In 1996, with poet Cornelius Eady, she founded Cave Canem, an organization committed to furthering the artistic and professional opportunities for African American poets. Cave Canem won the 2016 National Book Foundation’s Literarian Award for Outstanding Service to the American Literary Community. Derricotte served as chancellor of the Academy of American Poets from 2012-2017. She teaches at the University of Pittsburgh.
Cornelius Eady, Vice President, Cofounder
Born on January 7, 1954, Cornelius Eady was raised in Rochester, New York.
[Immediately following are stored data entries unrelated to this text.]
PR #233, opened 2021-06-08
Avoid journald chewing up 4G of disk space

Samsagax:
On most computers with the current installation, logs made by [`journald` will chew up 4Gib](https://wiki.archlinux.org/title/Systemd/Journal#Journal_size_limit) that can be used for more interesting stuff.

### DIFF
--- a/rootfs/etc/systemd/journald.conf.d/00-journal-size.conf
+++ b/rootfs/etc/systemd/journald.conf.d/00-journal-size.conf
@@ -1,0 +1,2 @@
+[Journal]
+SystemMaxUse=50M


sharkwouter:
Oh cool, that's easy to implement. Just add the configuration file for it to rootfs. What would be a sane default? We don't need information from many boots I'd say. Maybe 1 GB or a couple of 100 MB

Samsagax:
> Oh cool, that's easy to implement. Just add the configuration file for it to rootfs. What would be a sane default? We don't need information from many boots I'd say. Maybe 1 GB or a couple of 100 MB

I went for the suggested in the ArchWiki. And in my experience is with 50Mb is more than enough for diagnosing almost any trouble. It can contain the couple reboots prior and the current session. Is about 250k journal lines.

sharkwouter:
Makes sense then. The 50 MB seemed a bit arbitrary to me initially. I won't be able to test it unfortunately

Samsagax:
I think you can test the effect on any Linux box that runs systemd. Just check the size of `/var/log` before and after the change.

PR #676, opened 2020-01-24
[Input Union] Fix inconsistency vs evaluation

benjie:
Evaluation notes that solution 5 passes this criteria since a tagged union is a valid form of polymorphism (as shown by the prior art); but the emoji don't match up with this.


benjie:
cc @binaryseed

binaryseed:
Thanks!

PR #677, opened 2020-01-24
[Input Union] Change criteria scoring

benjie:
This is a PR to open a discussion on a few of the Input Union criteria scores (I don't think we have discussion on this elsewhere?)

Relevant: https://github.com/graphql/graphql-spec/pull/668

Please treat the three discussions separately :)

### DIFF
--- a/rfcs/InputUnion.md
+++ b/rfcs/InputUnion.md
@@ -218,7 +218,7 @@ Any data structure that can be modeled with output type polymorphism should be a
 |----|----|----|----|----|
 | ✅⚠️ | ✅ | ✅ | ✅⚠️ | 🚫 |
 
-Criteria score: 🥇
+Criteria score: 🥈
 
 ## 🎯 C. Doesn't inhibit schema evolution
 
@@ -255,7 +255,7 @@ In addition to containing Input types, member type may also contain Leaf types l
 |----|----|----|----|----|
 | 🚫 | 🚫 | ✅⚠️ | 🚫 | ✅ |
 
-Criteria score: 🥉
+Criteria score: 🥈
 
 ## 🎯 F. Migrating a field to a polymorphic input type is non-breaking
 
@@ -292,7 +292,7 @@ Clients should be able to pass "natural" input data to unions without specially 
 |----|----|----|----|----|
 | ⚠️ | ⚠️ | ✅ | ✅ | ⚠️ |
 
-Criteria score: 🥈
+Criteria score: 🥉
 
 ## 🎯 I. Input unions should be easy to upgrade from existing solutions
 
@@ -838,13 +838,13 @@ A quick glance at the evaluation results. Remember that passing or failing a spe
 |    | [1][solution-1] | [2][solution-2] | [3][solution-3] | [4][solution-4] | [5][solution-5] |
 | -- | -- | -- | -- | -- | -- |
 | [A][criteria-a] 🥇 | ✅ | ✅ | ✅ | ✅ | ⚠️ |
-| [B][criteria-b] 🥇 | ✅⚠️ | ✅ | ✅ | ✅⚠️ | 🚫 |
+| [B][criteria-b] 🥈 | ✅⚠️ | ✅ | ✅ | ✅⚠️ | 🚫 |
 | [C][criteria-c] 🥇 | ✅ | ✅ | 🚫 | ⚠️ | ✅ |
 | [D][criteria-d] 🥇 | ✅ | ✅ | ✅ | ✅ | ✅ |
 | [E][criteria-e] 🥉 | 🚫 | 🚫 | ✅⚠️ | 🚫 | ✅ |
-| [F][criteria-f] 🥉 | ✅⚠️ | ✅⚠️ | ✅ | ⚠️ | ✅ |
+| [F][criteria-f] 🥈 | ✅⚠️ | ✅⚠️ | ✅ | ⚠️ | ✅ |
 | [G][criteria-g] 🥉 | ❔ | ❔ | ❔ | ❔ | ❔ |
-| [H][criteria-h] 🥈 | ⚠️ | ⚠️ | ✅ | ✅ | ⚠️ |
+| [H][criteria-h] 🥉 | ⚠️ | ⚠️ | ✅ | ✅ | ⚠️ |
 | [I][criteria-i] 🥉 | ✅⚠️ | ✅⚠️ | ✅ | ⚠️ | ✅ |
 | [J][criteria-j] 🥇 | ✅ | ✅ | ✅ | ✅ | ✅ |
 | [K][criteria-k] 🥉 | ❔ | ❔ | ❔ | ❔ | ✅ |


rfcs/InputUnion.md
```diff
@@ -218,7 +218,7 @@ Any data structure that can be modeled with output type polymorphism should be a
 |----|----|----|----|----|
 | ✅⚠️ | ✅ | ✅ | ✅⚠️ | 🚫 |
 
-Criteria score: 🥇
+Criteria score: 🥈
```
benjie: I'd like to challenge the importance of input polymorphism matching output polymorphism. To me, this seems like it'd be a nice to have, but certainly not a requirement. It's clear whatever we do input unions and output unions will never be 100% equivalent. The fields on output types in GraphQL are very flexible: supporting aliases and arguments, and allowing you to specify the same field multiple times, or omit the field even if it's non-nullable. Input objects are much more rigid by comparison. Output type fields also support fragment spreads, directives, and other features that likely don't make sense for input types. It's common for input and output objects to evolve separately, and often you'll have input types that have no associated output type and vice-versa.

rfcs/InputUnion.md
```diff
@@ -255,7 +255,7 @@ In addition to containing Input types, member type may also contain Leaf types l
 |----|----|----|----|----|
 | 🚫 | 🚫 | ✅⚠️ | 🚫 | ✅ |
 
-Criteria score: 🥉
+Criteria score: 🥈
```
benjie: I think that this might be higher importance than currently rated; it's certainly a popular request here: https://github.com/graphql/graphql-spec/issues/215

rfcs/InputUnion.md
```diff
@@ -292,7 +292,7 @@ Clients should be able to pass "natural" input data to unions without specially
 |----|----|----|----|----|
 | ⚠️ | ⚠️ | ✅ | ✅ | ⚠️ |
 
-Criteria score: 🥈
+Criteria score: 🥉
```
benjie: I'm not convinced this is important - in fact I actively think this is a bad idea. All the transport-level prior art except OpenAPI 3 and JSON Schema have some extra metadata somehow to indicate the data type. The programming languages also have this (they can know what a type is in memory), but they don't seem so relevant here, so I've only included ones that talk about serialization/memory format:

- Protocol Buffers / [Oneof](https://developers.google.com/protocol-buffers/docs/proto3#oneof)
  > You also get a special method for checking which value (if any) in the oneof is set. 
- FlatBuffers / [Union](https://google.github.io/flatbuffers/flatbuffers_guide_writing_schema.html)
  > additionally a field with the suffix _type is generated that holds the corresponding enum value, allowing you to know which type to cast to at runtime
- Cap'n Proto / [Union](https://capnproto.org/language.html#unions) (interestingly this is basically solution 5, and they call it Union anyway)
  > A union is two or more fields of a struct which are stored in the same location. Only one of these fields can be set at a time, and a separate tag is maintained to track which one is currently set.
- Thrift / [Union](https://thrift.apache.org/docs/idl#union) (solution 5)
  > Unions are similar to structs, except that they provide a means to transport exactly one field of a possible set of fields, just like union {} in C++. Consequently, union members are implicitly considered optional (see requiredness).
- Arvo / [Union](https://avro.apache.org/docs/current/spec.html#Unions)
  >  two types with different names are permitted. (Names permit efficient resolution when reading and writing unions.)

benjie:
CC @binaryseed

rfcs/InputUnion.md
binaryseed: The reason I consider this so critical is because it supports the use cases that drove me to need this in the first place - ones where the goal is to manage a complex data structure. Without the ability to model a concept with the same structure, we push complexity into the client code that has to deal with that.

Take a look at those use cases I linked to like "Dashboards":
* https://gist.github.com/binaryseed/f2dd63d1a1406124be70c17e2e796891#dashboards

To solve this use case, we are forced to abandon object side polymorphism all-together...

rfcs/InputUnion.md
binaryseed: I ranked it bronze is because it's not currently supported in object polymorphism so it'd create a brand new discontinuity between input and object polymorphism

rfcs/InputUnion.md
binaryseed: This is an interesting situation - binary transports have a much easier time here since they can just encode the type with a few bytes and move on with things. Since we're dealing with "human readable" JSON it becomes a "style" thing and people have really strong opinions.

I'm inclined to agree with you here.

rfcs/InputUnion.md
benjie: I don't think that the objects have to necessarily be the exact same format to enable your widgets use-case - if they did with no transformation then it would suggest that you'd have to only expose fields on the output that were available on the input, you'd have to be very careful to request exactly the right fields, and if you had relations you'd have to ensure there were no cycles otherwise it could not be represented as an input.

I don't think anyone is arguing for these restrictions (the section even states "Minimal transformation of outputs should be required to send a data structure back as inputs"), so it's clear that the output _has to be transformed in some way_ to make it appropriate for usage as an input - even if we were to go with solution 2 or 3. Examples of these transformations would be trimming off any fields not appropriate for the input (required for all solutions); plus for solution 1 you'd change the `__typename` value (maybe from `Foo` to `FooInput`), or for solution 5 you'd wrap in a container object.

For nested forms these transformations will have to be recursive in case the objects themselves have references to other union types that need converting to inputs. Assuming that we allow for this (and why wouldn't we?) no matter your programming paradigm (object-oriented, functional, etc) you'll need to add some methods/functions to aid with doing a recursive transform in order to send the objects output from GraphQL back as an input to GraphQL (after any modifications you've made in the client). None of the solutions escape this need (unless we apply overbearing restrictions on how you can use input unions).

Now we've established that a transform is pretty much always required except in the simplest of cases, here's what marshalling may look like for solutions 1, 3 and 5:

```js
function marshallFoo1(obj) {
  const { __typename } = obj;
  const filtered = pick(obj, validInputKeysForOutputType(__typename));
  return { ...filtered, bar: marshallBar1(obj.bar), __typename: __typename + "Input" };
}
function marshallFoo3(obj) { // Also valid for solution 2
  const { __typename } = obj;
  const filtered = pick(obj, validInputKeysForOutputType(__typename));
  return { ...filtered, bar: marshallBar1(obj.bar) };
}
function marshallFoo5(obj) {
  const { __typename } = obj;
  const filtered = pick(obj, validInputKeysForOutputType(__typename));
  return { [__typename]: { ...filtered, bar: marshallBar1(obj.bar) } };
}
```

They all follow the pattern: find out the `__typename`; filter the fields to just those that are valid as input for this specific type, mix in the recursive marshalling of any child objects (`bar` in this case), and finally format an object for output. It's only this last step that differs between the solutions; solution 1 adds the new `__typename`; solution 3 just returns the filtered object and hopes structural analysis is sufficient; and solution 5 uses a wrapper object. These are all very similar and simple transforms.

TL;DR:

1. This check isn't very valuable: it's clear transformation is required whatever solution is adopted, so arguably no solution can ever pass without the constraints in paragraph 1 (and more that I edited out for brevity(!))
1. Solutions 2 and 3 still need transforms (and care must be applied when querying the data from the API to ensure all required fields are requested), so they shouldn't get a straight pass - they should have warnings too
1. I don't think 1 and 4 somehow pass this check with a warning whereas 5 does not - the marshall functions are extremely similar, and the resulting structures are similarly human readable: `{ __typename: "CatInput", livesLeft: 3 }` vs `{ Cat: { livesLeft: 3 } }`.

---

I believe my main concern with this is how it's been evaluated due to the word "mirrored" in the requirement; it's being evaluated based on aesthetics rather than functionality. I challenge the need for it to be an explicit reflection, but I recognise the need for inputs to be capable of expressing similar concepts to outputs (even if the format/metadata/etc is slightly different).

rfcs/InputUnion.md
benjie: I believe this distinction is acceptable, and it's clear to me the functionality is desired. I don't think our existing output polymorphism should place unnecessary restraints on our input polymorphism solution - we may yet find a way to solve this with output polymorphism (e.g. with value boxing `{__typename: "Int", value: 3}`).

rfcs/InputUnion.md
benjie: I feel quite strongly that not _somehow_ indicating the concrete type would be a very serious mistake we'll come to regret.

Would you like me to open a separate PR with just this change?

binaryseed: Sure, we can merge that and continue discussing the others

benjie: 👍  https://github.com/graphql/graphql-spec/pull/678

binaryseed: merged

benjie:
Closing since discussions have moved on since then.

He attended Monroe Community College and Empire State College.
He is the author of several collections of poetry, including Hardheaded Weather (G. P. Putnam’s Sons, 2008); Brutal Imagination (G. P. Putnam’s Sons, 2001), which was a finalist for the 2001 National Book Award in Poetry; The Gathering of My Name (Carnegie Mellon University Press, 1991), which was nominated for the Pulitzer Prize; and Victims of the Latest Dance Craze (Ommation Press, 1986), which was chosen by Louise Glück, Charles Simic, and Philip Booth for the 1985 Lamont Poetry Selection of The Academy of American Poets.
In 1996, Eady and the poet Toi Derricotte founded Cave Canem, a nonprofit organization serving Black poets of various backgrounds and acting as a safe space for intellectual engagement and critical debate. Along with Derricotte, he also edited Gathering Ground (University of Michigan Press, 2006). In 2016, she and Eady accepted the National Book Foundation’s Literarian Award for Outstanding Service to the American Literary Community on behalf of Cave Canem.